Они были так дружны, что никто не мог их разлучить.
Старший верховодил, младший же больше предавался фантазиям, заслонявшим от него весь мир. Но если старший знал, что вскоре ему предстоит начать свои медицинские штудии, то младший втайне надеялся, что ему никогда не придётся начинать ничего, кроме грядущего утра, кроме того часа, что позволяет убежать от городского напряжения, отдавшись свободе мечтать и безмолвствовать… И он всё ещё на это надеется.
Играли ли они? Редко. Вернее, их любимой игрой был весь лучезарный сельский мир, и в нём они хотели взять лучшее, то, что расцветает и возрождается вдали от людских толп. Их невозможно было представить себе робинзонами или первопроходцами, они были лишены актёрского дара импровизации. Младший, однажды принимавший участие в труппе мальчиков, увлечённо разыгрывавших трагедию, сподобился в ней только немой роли «глупого дитяти».
И когда у меня, как у всех стареющих людей, пробуждается торопливый зуд вспомнить все тайны бытия давно отторгнутого, я обращаюсь к рассказам матери.

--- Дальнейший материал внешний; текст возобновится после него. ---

PR #339, opened 2017-05-23
Modified klog test to comply with implementation, fix bug with costum…

laky55555:
Resolving bugs in klog test introduced with changes in klog implementation.
Fixing bug in definition of klog with custom mask.


laky55555:
Maybe we should introduce change mask in scope for klog, in the same 
way/reason as with mutexes.

cahirwpz:
> Maybe we should introduce change mask in scope for klog, in the same way/reason as with mutexes.

Please feel free to add it to this PR.

PR #340, opened 2017-05-23
Added kdump klog functionality, fixed bug in segment ptable

laky55555:
Added new printing in gdb for klog.
Currently everything in klog is printed.
Maybe kdump klog should also implement some kind flags,
-v for modifying what we want to print on the screen.
[Usage] kdump klog


cahirwpz:
FYI `kl_timestamp` type was changed to `timeval_t`. Please update you code to reflect that change.

debug/physmem.py
```diff
@@ -67,18 +67,21 @@ def get_all_segments(self):
...
         pages = tailq.collect_values(freeq, 'freeq')
-        return [[idx, size, as_hex(page['paddr']), as_hex(page['vaddr'])]
-                for page in pages]
+        return [[str(idx), str(size), as_hex(page['paddr']),
+                 as_hex(page['vaddr'])] for page in pages]
 
     def dump_segment_free_pages(self, idx, segment):
-        return [self.dump_segment_freeq(idx, segment['freeq'][q], 4 << q)
-                for q in range(16)]
+        helper = []
```
laky55555: A bit ugly fix but fix with least changes to original code.
Problem was because when function self.dump_segment_freeq is called with for loop it make one more nested array

debug/physmem.py
```diff
@@ -51,8 +51,8 @@ def dump_segments(self):
         segments = self.get_all_segments()
         rows = [['Segment', 'Start', 'End', 'Pages no']]
         for idx, seg in enumerate(segments):
-            rows.append([idx, as_hex(seg['start']), as_hex(seg['end']),
-                         seg['npages']])
+            rows.append([str(idx), as_hex(seg['start']), as_hex(seg['end']),
```
laky55555: ptable that we use for output in table format can't work with numbers

debug/physmem.py
```diff
@@ -121,3 +124,61 @@ def dump_tlb(self):
...
+    def invoke(self):
+        messages, klog = self.load_klog()
+        self.dump_general_info(len(messages), klog)
+        self.dump_kernel_logs(messages)
+
+    def format_message(self, data):
+        message = data['kl_format'].string()
+        arguments = data['kl_params']
+        # If there is % escaped it is not parameter.
+        number_of_parameters = message.count('%') - 2 * message.count('%%')
```
laky55555: For using function gdb.execute print we need to give it correct number of parameters (line 147)
and I use it for so I don't need to check if parameter is address or value

laky55555:
[NOTE] After mips_timer module is initialized timer starts from beginning again.

debug/physmem.py
cahirwpz: You could make use of [itertools.chain](https://docs.python.org/2/library/itertools.html#itertools.chain) here.

debug/physmem.py
```diff
@@ -121,3 +124,61 @@ def dump_tlb(self):
...
+        params = ', '.join(str(arguments[i])
+                           for i in range(number_of_parameters))
+        try:
+            message = message.replace('"', '\\"')
+            # TODO: why do we need %zu???
```
cahirwpz: We should probably get rid of it and use `%lu` instead.

debug/physmem.py
```diff
@@ -121,3 +124,61 @@ def dump_tlb(self):
...
+            message = message.replace('%zu', '%u')
+            # Using gdb printf so we don't need to dereference addresses.
+            formated = gdb.execute(
+                'printf "' + message + ' ", ' + params, to_string=True)
+        except Exception as e:
+            print('''Error in formating message "{}" with parameters "{}"\n
+            Message skipped!!'''.format(message, params))
+            formated = message + params
+        time = str(data['kl_timestamp']['tv_sec'] * 1e6 +
```
cahirwpz: Please use `"%d.%06d" % (tv_sec, tv_usec)` string to format time.

debug/physmem.py
```diff
@@ -121,3 +124,61 @@ def dump_tlb(self):
...
+    def dump_general_info(self, number_of_logs, klog):
+        rows_general = [["Mask", "Verbose", "Log number"]]
+        mask = as_hex(klog['mask'])
+        verbose = bool(klog['verbose'])
+        rows_general.append([mask, str(verbose), str(number_of_logs)])
+        ptable(rows_general, header=True, fmt='l')
+
+    def dump_kernel_logs(self, messages):
+        rows_data = [["Time", "Line", "File", "Origin", "Message"]]
+        for message in messages:
```
cahirwpz: `rows_data.extend(messages)` ?

debug/README.md
```diff
@@ -0,0 +1,25 @@
...
+After you start kernel in debugging mode, launch script with -d flag
+[(detailed how to)](https://github.com/cahirwpz/mimiker#running) you can use follwing custom commands.
+
+* `kdump` - Print on screen current status of kernel.
+* `ktrace` - Add/remove breakpoint on selected function.
+
+kdump aguments prints:
+
+* `free_pages` - list of free pages per segment with virtual and physical address
+* `segments` -
```
cahirwpz: Please describe `segments` and `tlb`.

debug/physmem.py
laky55555: I'm not sure how to incorporate chain() to make it work with ptable. If you think it can be done feel free to change it.

PR #802, opened 2020-11-02
Signal privilege checks

franciscozdo:
Introduce checking privilege to signal other process.


sys/kern/cred.c
```diff
@@ -1,9 +1,21 @@
...
   assert(mtx_owned(&from->p_lock));
   memcpy(&to->p_cred, &from->p_cred, sizeof(cred_t));
 }
+
+int cred_cansignal(proc_t *p, cred_t *cred) {
+  assert(mtx_owned(&p->p_lock));
+
+  if (cred->cr_ruid != p->p_cred.cr_ruid &&
+      cred->cr_ruid != p->p_cred.cr_suid &&
+      cred->cr_euid != p->p_cred.cr_ruid && cred->cr_euid != p->p_cred.cr_suid)
```
j-piecuch, line 17: I assume the semantics of this check are based on some standard or an existing implementation in some other kernel -- can you point me to it so that I can compare the two?

j-piecuch (changes requested):
We need to sort out the locking issues before merging this.

sys/kern/cred.c
franciscozdo: Yes. It is described in standard: [kill()](https://pubs.opengroup.org/onlinepubs/009695399/). And [example](http://bxr.su/FreeBSD/sys/kern/kern_prot.c#1552) in code of FreeBSD.

sys/kern/proc.c
```diff
@@ -697,3 +697,14 @@ int do_waitpid(pid_t pid, int *status, int options, pid_t *cldpidp) {
   }
   __unreachable();
 }
+
+int proc_cansignal(proc_t *receiver, proc_t *sender, signo_t sig) {
+  assert(mtx_owned(&receiver->p_lock));
+  assert(mtx_owned(&sender->p_lock));
```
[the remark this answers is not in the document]
franciscozdo: I have it in mind. It was my first try, and I plan to do it in some kind of first solution you proposed.

sys/kern/cred.c
j-piecuch: Thanks, looks good!

sys/kern/proc.c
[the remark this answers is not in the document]
franciscozdo: Please check if I have done it right now.

j-piecuch (changes requested):
In addition to my comments in the code:
- I don't like that all these signal-related functions are in `proc.c`. I think they should go into `signal.c`.
- I would also like you to add a `*` flag to `p_cred` in `proc.h`, which means it's safe to read `p_cred` of the current process without locking it.
@cahirwpz what do you think about migrating signal-related `proc_*` functions to `signal.c`? Or maybe another file like `proc_signal.c`?

sys/kern/proc.c
```diff
@@ -569,42 +569,81 @@ __noreturn void proc_exit(int exitstatus) {
...
+  int error = 0;
+  proc_t *target;
+  cred_t *cred = kmalloc(M_TEMP, sizeof(cred_t), 0);
+
+  if (!cred)
+    return ENOMEM;
+
+  WITH_PROC_LOCK(p) {
+    cred_copy(cred, p);
+  }
```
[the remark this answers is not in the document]
franciscozdo: Would it be true if we will have multiple threads in the future? Then another thread can change credentials in the same time. I am not sure if I can leave it without locking (it would be hard to find when aligning code to multiple threads).

sys/kern/proc.c
```diff
@@ -697,3 +736,17 @@ int do_waitpid(pid_t pid, int *status, int options, pid_t *cldpidp) {
...
+
+int proc_cansignal(proc_t *p, cred_t *cred, proc_t *target, signo_t sig) {
+  assert(mtx_owned(&target->p_lock));
+
+  /* process can signal itself */
+  if (p == target)
+    return 0;
+
+  /* process can send SIGCONT to every process in the same session */
+  if (sig == SIGCONT && p->p_pgrp->pg_session == target->p_pgrp->pg_session)
```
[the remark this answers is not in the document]
franciscozdo: Changed. I store value of `p->p_pgrp->pg_session` to check against it without problems.

include/sys/proc.h
```diff
@@ -143,7 +143,7 @@ proc_t *proc_find(pid_t pid);
  * (pid > 0) sends signal to the process with the ID specified by pid.
  * (pid = 0) sends signal to processes in process group of the calling process.
  * (pid <-1) sends signal to processes in process group with ID equal (-pid). */
-int proc_sendsig(pid_t pid, signo_t sig);
+int proc_sendsig(proc_t *p, pid_t pid, signo_t sig);
```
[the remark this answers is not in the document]
franciscozdo: Done.

sys/kern/proc.c
```diff
@@ -569,42 +569,81 @@ __noreturn void proc_exit(int exitstatus) {
...
+}
+
+int proc_sendsig(proc_t *p, pid_t pid, signo_t sig) {
+
+  if (sig >= NSIG)
+    return EINVAL;
+
+  int error = 0;
+  proc_t *target;
+  cred_t *cred = kmalloc(M_TEMP, sizeof(cred_t), 0);
```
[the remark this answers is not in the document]
franciscozdo: Okay. Now I use credentials directly from process structure.

sys/kern/proc.c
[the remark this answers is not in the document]
j-piecuch: I wouldn't worry about multithreaded processes for now.

sys/kern/cred.c
```diff
@@ -7,3 +7,8 @@ void cred_fork(proc_t *to, proc_t *from) {
   assert(mtx_owned(&from->p_lock));
   memcpy(&to->p_cred, &from->p_cred, sizeof(cred_t));
 }
+
+void cred_copy(cred_t *cr, proc_t *p) {
+  assert(mtx_owned(&p->p_lock));
+  memcpy(cr, &p->p_cred, sizeof(cred_t));
+}
```
j-piecuch, line 14: I don't think we need this anymore, do we?

sys/kern/cred_checks.c
```diff
@@ -0,0 +1,32 @@
...
+      cred->cr_ruid != target->p_cred.cr_suid &&
+      cred->cr_euid != target->p_cred.cr_ruid &&
+      cred->cr_euid != target->p_cred.cr_suid)
+    return EPERM;
+
+  return 0;
+}
+
+int proc_cansignal(cred_t *cred, session_t *s, proc_t *target, signo_t sig) {
+  assert(mtx_owned(&target->p_lock));
```
j-piecuch, line 22: I would like the signature of this function to look like this:
```c
/* Checks whether the current process has permission to send `sig` to `target` process. */
int proc_cansignal(proc_t *target, signo_t sig)
```
We can require `all_proc_mtx` to be held in addition to `&target->p_lock` -- then we will be able to safely access the current process's session.

sys/kern/proc.c
```diff
@@ -569,42 +569,76 @@ __noreturn void proc_exit(int exitstatus) {
   thread_exit();
 }
 
+static int proc_pgsignal(cred_t *cred, session_t *s, pgid_t pgid, signo_t sig) {
+  pgrp_t *pgrp = NULL;
+
+  WITH_MTX_LOCK (all_proc_mtx) {
```
j-piecuch, line 575: We can hold `all_proc_mtx` for the whole duration of the function. This can hurt performance a little bit, but it simplifies the code. It's also required after you make the changes I suggested in `proc_cansignal()`.

sys/kern/proc.c
```diff
@@ -569,42 +569,76 @@ __noreturn void proc_exit(int exitstatus) {
...
+
+  int error;
+  proc_t *p = proc_self();
   proc_t *target;
+  session_t *session;
+
+  WITH_PROC_LOCK(p) {
+    /* Take a snapshot of session ptr. We will use it in privilege check. */
+    session = p->p_pgrp->pg_session;
+  }
```
j-piecuch, line 616: Not needed if we call `proc_cansignal()` with `all_proc_mtx` held, which I suggest we do.

sys/kern/proc.c
```diff
@@ -569,42 +569,76 @@ __noreturn void proc_exit(int exitstatus) {
...
 
   if (pid > 0) {
     WITH_MTX_LOCK (all_proc_mtx)
```
j-piecuch, line 619: We could make this a `SCOPED_MTX_LOCK`.

j-piecuch (changes requested):
I'm in favor of simplifying the code at the expense of more coarse-grained locking.

sys/kern/cred.c
franciscozdo: Yes. Removed.

sys/kern/cred_checks.c
franciscozdo: Applied your suggestion.

sys/kern/cred.c
j-piecuch: It hasn't been removed here. Have you pushed your branch?

j-piecuch (approved):

cahirwpz (approved):
LGTM

PR #803, opened 2020-11-02
Make it possible to signal a process group without holding all_proc_mtx.

j-piecuch:
This is the non-bugfix part of #785.


cahirwpz (approved):
LGTM

PR #806, opened 2020-11-02
Add error handling while sending signals

franciscozdo:
This changes will prepare signal sending mechanism for future changes in checking privileges to sending signals.


include/sys/signal.h
```diff
@@ -81,14 +81,18 @@ typedef struct ctx ctx_t;
  *
  * \sa sig_post
  * \note Must be called with p::p_lock held. Returns with p::p_lock held.
+ *
+ * \returns error code if can't signal process
  */
-void sig_kill(proc_t *p, signo_t sig);
+int sig_kill(proc_t *p, signo_t sig);
```
j-piecuch, line 87: I don't think we want to add permission checking to `sig_kill()`: its responsibility should be to send a signal to a process. We can create another procedure that checks permissions before calling `sig_kill()` or simply check permissions manually before calling it. This is not unreasonable, since we need permission checks only when sending a signal on behalf of a user, i.e. in `sys_kill()`. NetBSD does manual permission checks as needed before calling [`kpsignal2()`](http://bxr.su/NetBSD/sys/kern/kern_sig.c#kpsignal2): see [`kill1()`](http://bxr.su/NetBSD/sys/kern/sys_sig.c#kill1).

include/sys/signal.h
```diff
@@ -81,14 +81,18 @@ typedef struct ctx ctx_t;
...
 
 /*! \brief Signal all processes in a process group.
  *
  * \note Must be called with pg::pg_lock held. Returns with pg::pg_lock held.
+ *
+ * \returns error code if can't signal any of the processes
  */
-void sig_pgkill(pgrp_t *pg, signo_t sig);
+int sig_pgkill(pgrp_t *pg, signo_t sig);
```
j-piecuch, line 95: Likewise, I think the use of `sig_pgkill()` should be similar to use of [`kpgsignal()`](http://bxr.su/NetBSD/sys/kern/kern_sig.c#885): permission checks should be carried out elsewhere. We might need another procedure for signaling a process group on behalf of a user, similar to [`killpg1()`](http://bxr.su/NetBSD/sys/kern/kern_sig.c#809).

j-piecuch (changes requested):
I disagree with adding permission checks directly to `sig_kill()` and `sig_pgkill()`. These procedures should responsible only for sending a signal, so that they can be called on behalf of the kernel (e.g. from the TTY subsystem), as well as on behalf of users, after checking permissions.

franciscozdo:
According to comments this changes are not needed.

PR #807, opened 2020-11-03
Clarify behavior of sig_post().

j-piecuch:
It wasn't clear to me that calling `sig_post()` multiple times won't make us lose pending signals. It turns out it's safe, but it's far from obvious. I have added some comments to help future readers of the code.


franciscozdo (approved):
LGTM

PR #808, opened 2020-11-04
Discard pending signals when ignoring them via sigaction().

j-piecuch:
This gives us the nice property that if `sig_pending()` returns a signal, then that signal isn't ignored. I will be using this property in the future.


franciscozdo (approved):
LGTM

cahirwpz (approved):
LGTM

PR #809, opened 2020-11-05
Move TTY I/O functions into fileops. 

j-piecuch:
This allows us to bypass the vnode layer during I/O, which we need to do, since the vnode layer acquires the vnode lock for the duration of `VOP_READ` and `VOP_WRITE`.


franciscozdo (approved):
LGTM

cahirwpz (approved):
LGTM

PR #811, opened 2020-11-06
Properly catch stop signals in sleepq_wait().

j-piecuch:
Sending a stop signal to a sleeping thread shouldn't interrupt its sleep (in the sense of returning `EINTR`).
It should make the thread stop, and after it's resumed, return from `sleepq_wait()` without an error, so it's somewhat like a spurious wakeup. We expect callers to handle such wakeups correctly.


franciscozdo (approved):
LGTM
I don't see better way to wait for child's action too.

cahirwpz (commented):
Given `sleepqueue` and `turnstile` are low-level tools for implementing synchronisation mechanisms I'd like them not to be tied to high-level abstractions like signals and processes in any way. Could you move `sq_check_signals` functionality outside of `sleepq.c` ?

j-piecuch:
We decided that a better approach is for `SIGSTOP` to interrupt the sleep, stop at the userspace boundary, and restart the interrupted syscall if no signals with handlers were caught.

Прочесть «код» непоседливой юности, с каждым часом уходящей в небытие и чудесным образом возрождающейся из самой себя; снова взобраться, опираясь на чью-то неизвестно откуда протянутую руку, на те холмистые выси, откуда суждено им было низринуться в кипящий людской водоворот, прочитать по складам имена неблагоприятных звёзд…
Я простилась с покойным несравненным старшим братом; но мне вновь придётся прибегнуть к материнским рассказам и крупицам, оставшимся от моего уходящего детства, коль скоро я стараюсь понять, как вырастал тот седоусый шестидесятилетний человек, который проскальзывает ко мне, едва опускается ночь, открывает мои часы, смотрит, как трепещет быстро бегущая секундная стрелка; отклеивает от измятого конверта иностранную почтовую марку; вдыхает, словно ему весь день не хватало дыхания, долгий, занесённый сюда порывом ветра музыкальный пассаж из «Колумбии» и, не сказав ни слова, уходит прочь…
Да, этот седовласый человек – тот самый шестилетний мальчуган, который бежал за нищими музыкантами, когда они проходили через нашу деревню. Одноглазого кларнетиста он провожал до деревни Святых – четыре километра, – а когда вернулся, мать уже обшарила все колодцы в округе.